Breakfast Savior

Language: Java
Topic: Android App development

We develop an android app, which is an ordering system. Users can order from home, from the bus or while stuck in traffic and get the breakfast right away! The breakfast supplier can receive the order from the clients and broadcast advertisement to all the clients, too

Handcam Recognition

Language: Python
Framework: caffe
Topic: Image classification

Our goal is to fine-tune on the pre-trained Imagenet network.
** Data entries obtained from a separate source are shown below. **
PR #200, opened 2023-07-24
feat: add mobilize dbt tests

jitoquinto:
@emily-flambe what do we do if we run tests and dev and find dupes 🙃 ?? Should i run in prod and see if its a problem there? 

Anyway, here are the dbt tests for mobilize! this is my first time doing this so let me know if I'm missing anything or if i did something wrong!

### DIFF
--- a/dbt-cta/mobilize/models/1_cta_full_refresh/_1_cta_full_refresh__models.yml
+++ b/dbt-cta/mobilize/models/1_cta_full_refresh/_1_cta_full_refresh__models.yml
@@ -7,6 +7,9 @@ models:
     columns:
       - name: id
         description: ''
+        tests:
+          - not_null
+          - unique
       - name: source
         description: ''
       - name: user_id
@@ -71,6 +74,9 @@ models:
     columns:
       - name: id
         description: ''
+        tests:
+          - not_null
+          - unique
       - name: status
         description: ''
       - name: user_id
@@ -177,6 +183,9 @@ models:
     columns:
       - name: id
         description: ''
+        tests:
+          - not_null
+          - unique
       - name: name
         description: ''
       - name: slug
@@ -209,6 +218,9 @@ models:
     columns:
       - name: id
         description: ''
+        tests:
+          - not_null
+          - unique
       - name: end_date
         description: ''
       - name: event_id
@@ -249,6 +261,9 @@ models:
     columns:
       - name: id
         description: ''
+        tests:
+          - not_null
+          - unique
       - name: tag_id
         description: ''
       - name: event_id
@@ -287,6 +302,9 @@ models:
     columns:
       - name: id
         description: ''
+        tests:
+          - not_null
+          - unique
       - name: van_id
         description: ''
       - name: user_id
@@ -323,6 +341,9 @@ models:
     columns:
       - name: id
         description: ''
+        tests:
+          - not_null
+          - unique
       - name: van_id
         description: ''
       - name: event_id
@@ -363,6 +384,9 @@ models:
     columns:
       - name: id
         description: ''
+        tests:
+          - not_null
+          - unique
       - name: title
         description: ''
       - name: summary
@@ -547,6 +571,9 @@ models:
     columns:
       - name: id
         description: ''
+        tests:
+          - not_null
+          - unique
       - name: van_id
         description: ''
       - name: end_date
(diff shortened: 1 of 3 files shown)


dbt-cta/mobilize/models/1_cta_full_refresh/_1_cta_full_refresh__models.yml
```diff
@@ -0,0 +1,804 @@
+version: 2
+
+models:
+
+  - name: affiliations_base
+    description: ''
+    columns:
+      - name: id
```
kanelouise, line 8: I think it could be useful to add uniqueness tests on the primary keys of these non-ab base tables 🤷

kanelouise (approved):
I found nothing to flag. Looks good, my one suggestion would be to add primary key tests to the base tables that are not an AB ID. Redundant? Maybe. But it could also reveal a dupe where the AB ID is different but the table primary key is duplicated.

dbt-cta/mobilize/models/1_cta_full_refresh/_1_cta_full_refresh__models.yml
emily-flambe: agreed! logically the `*_hashid` fields _should_ also function as primary keys, but it seems like a good idea to also test for uniqueness when there's another field that seems like it ought to be the obvious PK for the table (I think generally a safe assumption when it's a field called `id`). Even if those tests should be redundant, it can still be useful to have them both - and if that reveals that an "obvious" UPK is not actually unique, that might be something we document somewhere (maybe the README for the dbt project).

Bottom line, I agree with @kanelouise, let's add non-null and unique tests to all the `id` fields 😎

utils/cta_dbt_helper.sh
```diff
@@ -131,7 +131,7 @@ generate_dbt_tests() {
         INPUT_DIR_NAME=$(gum input --prompt "Enter the name of the vendor to generate tests for: " --placeholder "(ex. actblue)")
         OPTION_UNIVERSAL_TESTS=$(gum input --prompt "Would you like to initialize these files using the default tests (see universal_tests.yml)? " --placeholder " (Y is recommended! Or leave blank to skip)")
         if [ "$OPTION_UNIVERSAL_TESTS" == "Y" ]; then
-            CLI_OPTIONS="--universal-tests-path ../utils/universal_tests.yml"
```
emily-flambe, line 134: Ooh thank you for making this change, definitely more legit!

emily-flambe (dismissed):
I agree with kane's suggestion of adding uniqueness and not-null tests to the `id` columns for each table, though that's not technically a blocker! Congrats on your first dbt test experience, bonus points awarded for including source tests as well (I sometimes forget about those 🫠

jitoquinto:
> I found nothing to flag. Looks good, my one suggestion would be to add primary key tests to the base tables that are not an AB ID. Redundant? Maybe. But it could also reveal a dupe where the AB ID is different but the table primary key is duplicated.

Thats a good point! I agree that if we can find a primary key that isnt AB generated, we should! def have ran into the case where AB ID was unique but the row itself wasnt 🙃. I'll look through and add PK tests where they seem appropriate!

utils/cta_dbt_helper.sh
jitoquinto: yeah im hoping to make this script not care what directory you run it from!

dbt-cta/mobilize/models/1_cta_full_refresh/_1_cta_full_refresh__models.yml
jitoquinto: makes sense! ill give it a go and try to find PKs to add tests to :catsalute:

jitoquinto:
@emily-flambe @kanelouise added those uniqueness and not null tests to `id` fields! I ran the tests for a few of the sv_mobilize_org datasets in prod and they all passed 🎉  so those id's are indeed PKs

emily-flambe:
> @emily-flambe @kanelouise added those uniqueness and not null tests to `id` fields! I ran the tests for a few of the sv_mobilize_org datasets in prod and they all passed 🎉 so those id's are indeed PKs

hell yea 🙌 ship it!

jitoquinto:
> > @emily-flambe @kanelouise added those uniqueness and not null tests to `id` fields! I ran the tests for a few of the sv_mobilize_org datasets in prod and they all passed 🎉 so those id's are indeed PKs
> 
> hell yea 🙌 ship it!

:catjam: @emily-flambe could you re-review?

emily-flambe (approved):
ope!

PR #204, opened 2023-07-28
dbt models for Workflows executions -> PHD [DE-381]

emily-flambe:
I made a log sink

~I'll figure the rest out later lol~

I figured out the rest! Check out the new goods in the dev PHD:

- [overview](https://lookerstudio.google.com/reporting/9f0a1e78-e9ac-4ed5-9788-fe63f40cceff/page/p_afmcsb424c), now with a column for "sync type" (Composer or Workflows)
- and a cute new page with [details about workflow executions](https://lookerstudio.google.com/reporting/9f0a1e78-e9ac-4ed5-9788-fe63f40cceff/page/p_85o1depj8c)!
 
What do we think team? @royconst @kanelouise @jitoquinto 

Note also the [accompanying PR in airflow-dags](https://github.com/community-tech-alliance/airflow-dags/pull/366) that adds the Google Worksheet ID for storing metadata about workflows.


jitoquinto (dismissed):
wowow love all the new PHD additions! So the `Overview` tab will only show workflows in the sheet but the `Workflow Executions` tab shoes _all_ the executions?? also, could you go over how this is working at an eng weekly at some point?? Im having a hard time following whats going on by just reading dbt 😵 and that would be really helpful!

dbt-cta/monitoring/models/0_staging/workflows_execution_logs/stg_workflows_execution_logs.sql
```diff
@@ -0,0 +1,30 @@
+with
+    source as (select * from {{ source("workflows_logs", "executions") }}),
+    unpack_nested_fields as (
+        select
+            * except (logName, resource, textPayload, jsonpayload_type_executionssystemlog),
+            JSON_EXTRACT_SCALAR(jsonpayload_type_executionssystemlog.start.argument,'$.partner_name') as partner_name,
```
jitoquinto, line 6: so cool! gotta go through and add this arg into all our currently running workflows!

emily-flambe: > So the Overview tab will only show workflows in the sheet but the Workflow Executions tab shows all the executions...?

Currently the Overview shows the status of the most recent run per workflow_id * partner per day - it's not clear that's the best representation of "Workflow Sync Status", given that workflows might run at arbitrary times (unlike DAGs that run once daily). That's part of why I figured the "Workflow Executions" view might be useful, because it shows a row per each log from a workflow execution (which so far seems to involve two log messages, one when the sync starts and has status `ACTIVE` and one when it completes with a status of `FAILED` or `SUCCEEDED`).

I'll plan to walk the team through the dbt in Eng Weekly. It's not the easiest setup to dive into without some guidance!

PR #399, opened 2016-03-24
AMQP-594: Fix for `@RabbitListener` when CGLIB

artembilan:
JIRA: https://jira.spring.io/browse/AMQP-594

Previously with the CGLIB proxy and generic interface implementation
the `RabbitListenerAnnotationBeanPostProcessor` registered two endpoints for "different"
methods for the same `@RabbitListener`.

* Fix the issue adding `ReflectionUtils.USER_DECLARED_METHODS` to the method processor
* Add test on the matter
* Also add a note to the Reference Manual regarding Proxy behavior

**Cherry-pick to 1.5.x**


garyrussell:
Merged as 1c4dd54e4c8c69424c40c2b1d33a21a5a5f03caa and cherry-picked after resolving conflicts.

We want to apply the techniques to the IoT. We teach a machine that can recognize the objects around our daily life, like kettle, phone, cup and so on. Our data is from the camera on the user’s hands, which is why we call it “Handcam Recognition”

alt text

Video Title Generation

Language: Python
Framework: Tensorflow
Topic: Video caption

Our goal is to teach a machine to automatically generate a title in natural language from a personal video, about 45 seconds. We first create a highlight detector to find which the highlight clip is, and use the feature of the chosen clip to initialize the hyper parameter in LSTM model. Finally, generate the title from the output of the LSTM model. We also try many methods to increase our performance, including spatial attention, sentence augmentation, using C3D feature and so on. My main contribution is at the spatial attention part and sentence augmentation.
Combine Faster-RCNN with Tracker:
Our idea is to use object detection to extract where the objects are, and we extract 5 boxes per frame, which forms a feature pool. We train the faster rcnn on Imagenet 200 categories and use the tracker to visualize the video object detection. Then we use the weighted sum of the feature as the input of the LSTM.
(I have write a tutorial about training faster rcnn on github, please refer to


Grounding via natural language

Language: Python
Framework: Tensorflow
Topic: Visual grounding

In real AI, you may refer something with its location, color, or other characteristics. The AI robot should know where the corresponding object is. Inspired by the Ronghang Hu’s work, I re-implemented the Hu’s work and furthermore, utilizing multi-task concept and region proposals network to boost its performance. This work is done during my Umbo internship.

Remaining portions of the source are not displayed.